PR #387, opened 2017-11-15
[cfgmgr] Don't throw when grep cmd didn't match

ishidawataru:
**What I did**

When a port belongs to several vlans, it is possible that
grep doesn't match with " None".

Just call exec and stop throwing in case of the failure

**Why I did it**

`cfgmgr` crashes when removing a VLAN assignment on a port which is configured with multiple VLANs

**How I verified it**

1. Configure multiple VLAN on a specific port like the configuration below.

```json
{
    "VLAN": {
        "Vlan1000": {
            "members": [
                "Ethernet1",
                "Ethernet9_1"
            ],
            "vlanid": "1000"
        },
        "Vlan2000": {
            "members": [
                "Ethernet1",
                "Ethernet9_2"
            ],
            "vlanid": "2000"
        }
    },
    "VLAN_MEMBER": {
        "Vlan1000|Ethernet1": {
            "tagging_mode": "tagged"
        },
        "Vlan2000|Ethernet1": {
            "tagging_mode": "tagged"
        },
        "Vlan1000|Ethernet9_1": {
            "tagging_mode": "untagged"
        },
        "Vlan2000|Ethernet9_2": {
            "tagging_mode": "untagged"
        }
    }
}
```
2. Remove one VLAN assignment

```bash
$  redis-cli -s /var/run/redis/redis.sock -n 4 del "VLAN_MEMBER|Vlan2000|Ethernet1"
```

**Details if related**

### DIFF
--- a/cfgmgr/vlanmgr.cpp
+++ b/cfgmgr/vlanmgr.cpp
@@ -172,17 +172,22 @@ bool VlanMgr::removeHostVlanMember(int vlan_id, const string &port_alias)
     SWSS_LOG_ENTER();
 
     // The command should be generated as:
-    // /bin/bash -c "/sbin/bridge vlan del vid {{vlan_id}} dev {{port_alias}} &&
-    //               /sbin/bridge vlan show dev {{port_alias}} | /bin/grep -q None &&
-    //               /sbin/ip link set {{port_alias}} nomaster"
+    // /bin/bash -c '/sbin/bridge vlan del vid {{vlan_id}} dev {{port_alias}} &&
+    //               ( /sbin/bridge vlan show dev {{port_alias}} | /bin/grep -q None;
+    //               ret=$?; if [ $ret -eq 0 ]; then
+    //               /sbin/ip link set {{port_alias}} nomaster;
+    //               elif [ $ret -eq 1 ]; then exit 0;
+    //               else exit $ret; fi )'
 
     // When port is not member of any VLAN, it shall be detached from Dot1Q bridge!
     const std::string cmds = std::string("")
-      + BASH_CMD + " -c \""
-      + BRIDGE_CMD + " vlan del vid " + std::to_string(vlan_id) + " dev " + port_alias + " && "
+      + BASH_CMD + " -c \'"
+      + BRIDGE_CMD + " vlan del vid " + std::to_string(vlan_id) + " dev " + port_alias + " && ( "
       + BRIDGE_CMD + " vlan show dev " + port_alias + " | "
-      + GREP_CMD + " -q None && "
-      + IP_CMD + " link set " + port_alias + " nomaster\"";
+      + GREP_CMD + " -q None; ret=$?; if [ $ret -eq 0 ]; then "
+      + IP_CMD + " link set " + port_alias + " nomaster; "
+      + "elif [ $ret -eq 1 ]; then exit 0; "
+      + "else exit $ret; fi )\'";
 
     std::string res;
     EXEC_WITH_ERROR_THROW(cmds, res);


JipanYanga:
Thanks for fixing it!  I missed this one at initial commit.     you are right, I think we may just check the command result for this case.

cfgmgr/vlanmgr.cpp
```diff
@@ -154,7 +154,7 @@ bool VlanMgr::removeHostVlanMember(int vlan_id, const string &port_alias)
     cmd.str("");
     // When port is not member of any VLAN, it shall be detached from Dot1Q bridge!
     cmd << BRIDGE_CMD << " vlan show dev " << port_alias << " | " << GREP_CMD << " None";
-    EXEC_WITH_ERROR_THROW(cmd.str(), res);
+    swss::exec(cmd.str(), res);
```
lguohan: in this case, you can use the return value to decide.

Normally the exit status is 0 if a line is selected, 1 if no lines were selected, and 2 if an error occurred.  However, if the -q or --quiet or --silent is used and a line is selected, the exit status is 0 even  if        an error occurred.

ishidawataru:
@JipanYanga  @lguohan Thanks for your review. Reflected your comments. PTAL

cfgmgr/vlanmgr.cpp
```diff
@@ -147,19 +147,26 @@ bool VlanMgr::removeHostVlanMember(int vlan_id, const string &port_alias)
...
     // When port is not member of any VLAN, it shall be detached from Dot1Q bridge!
     cmd << BRIDGE_CMD << " vlan show dev " << port_alias << " | " << GREP_CMD << " None";
-    EXEC_WITH_ERROR_THROW(cmd.str(), res);
-    if (!res.empty())
-    {
-        cmd.str("");
-        cmd << IP_CMD << " link set " << port_alias << " nomaster";
-        EXEC_WITH_ERROR_THROW(cmd.str(), res);
+    ret = swss::exec(cmd.str(), res);
+    ret = WEXITSTATUS(ret);
```
lguohan: @JipanYanga , It looks like this WEXITSTATUS is better to be hided in the swss::exec(). 

Inside swss::exec(). The pclose() function waits for the associated process to terminate and returns the exit status of the command as returned by wait4(2).

pclose() returns -1 if wait4(2) returns an error.

ishidawataru: @lguohan putting `WEXITSTATUS` in `swss:exec()` doesn't break anything? `WEXITSTATUS` loses some information about the child process (e.g. received signal ). If this is not the case, I will put it in `swss:exec()`.

JipanYanga: @ishidawataru @lguohan For shell command execution in current implementation,  for most of the cases  the return value of zero is expected, signal interruption should trigger exception.   But for this case and https://github.com/Azure/sonic-swss/blob/master/cfgmgr/vlanmgr.cpp#L38 ,  we know the return value may be non-zero.    It looks to me  user of swss:exec() should have the original returned value and process it accordingly, though sometimes it is safe to ignore the return value.   If we don't put  WEXITSTATUS in swss:exec() ,  probably more comments including how to use WEXITSTATUS could be added in the header file?

ishidawataru: @JipanYanga Thanks for your comment. Yes, I also think keeping returning value of `swss::exec()` as is and adding comments would be better.

@lguohan WDYT?

jipanyang:
@ishidawataru @stcheng @lguohan  Not sure why this fix is missed.  The problem is still there and vlanmgrd will exit at this scenario.  
@ishidawataru do you mind updating your fix again with the latest code?

ishidawataru:
Hi @jipanyang. updated the code.
PTAL @stcheng @lguohan

jipanyang:
@ishidawataru  thanks for the fix, it looks good to me.  Also did the test:
# before this change:
config vlan add 1200
config vlan member add 1200 Ethernet33
config vlan add 2000
config vlan member add 2000 Ethernet33

config vlan member del  2000 Ethernet33    <----- Vlanmgr will exit

```
May 22 05:44:23.021050 sonic ERR vlanmgrd: :- exec: /bin/bash -c "/sbin/bridge vlan del vid 2000 dev Ethernet33 && /sbin/bridge vlan show dev Ethernet33 | /bin/grep -q None && /sbin/ip link set Ethernet33 nomaster": Success
May 22 05:44:23.021157 sonic ERR vlanmgrd: :- main: Runtime error: /bin/bash -c "/sbin/bridge vlan del vid 2000 dev Ethernet33 && /sbin/bridge vlan show dev Ethernet33 | /bin/grep -q None && /sbin/ip link set Ethernet33 nomaster" : 
May 22 05:44:23.022464 sonic INFO swss.sh[8122]: 2018-05-22 05:44:23,021 INFO exited: vlanmgrd (exit status 255; not expected)
May 22 05:44:27.905887 sonic INFO supervisord 2018-05-22 05:44:23,021 INFO exited: vlanmgrd (exit status 255; not expected)
```

# After this change:   it works without problem.

root@sonic:/var/log# config vlan member add   2000 Ethernet33
root@sonic:/var/log# config vlan member del  2000 Ethernet33

```
May 22 05:51:50.483804 sonic NOTICE syncd: :- processEvent: key: SAI_OBJECT_TYPE_VLAN_MEMBER:oid:0x27000000000a38 op: remove
May 22 05:51:50.483804 sonic INFO syncd: brcm_sai_remove_vlan_member:551 SAI Enter brcm_sai_remove_vlan_member
May 22 05:51:50.484129 sonic DEBUG syncd: brcm_sai_remove_vlan_member:635 Removing member type 1 val 51 from vlan 2000
May 22 05:51:50.484129 sonic NOTICE orchagent: :- removeVlanMember: Remove member Ethernet33 from VLAN Vlan2000 lid:7d0 vmid:27000000000a38
May 22 05:51:50.484645 sonic INFO syncd: brcm_sai_remove_vlan_member:703 SAI Exit brcm_sai_remove_vlan_member
```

···

Task details → Check each line of the listing for "link". Show those that have it.

Solved exercise →
-    //               /sbin/ip link set {{port_alias}} nomaster"
+    //               /sbin/ip link set {{port_alias}} nomaster;
-      + IP_CMD + " link set " + port_alias + " nomaster\"";
+      + IP_CMD + " link set " + port_alias + " nomaster; "
-        cmd << IP_CMD << " link set " << port_alias << " nomaster";
May 22 05:44:23.021050 sonic ERR vlanmgrd: :- exec: /bin/bash -c "/sbin/bridge vlan del vid 2000 dev Ethernet33 && /sbin/bridge vlan show dev Ethernet33 | /bin/grep -q None && /sbin/ip link set Ethernet33 nomaster": Success
May 22 05:44:23.021157 sonic ERR vlanmgrd: :- main: Runtime error: /bin/bash -c "/sbin/bridge vlan del vid 2000 dev Ethernet33 && /sbin/bridge vlan show dev Ethernet33 | /bin/grep -q None && /sbin/ip link set Ethernet33 nomaster" : 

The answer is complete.